Data section:
PR #418, opened 2026-08-06
Retrieval: word-budget tiers, retrieval snapshots, and a correct Tier 3 selection cache

Pento95:
Split out of #415. The largest of the four and the one worth the most review time.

Problem: Beginning with the line that contains "Retrieval: word-budget tiers, retrieval", retype every remaining line of the listing exactly, ending with the last one.

Reply:
Retrieval: word-budget tiers, retrieval snapshots, and a correct Tier 3 selection cache

Pento95:
Split out of #415. The largest of the four and the one worth the most review time.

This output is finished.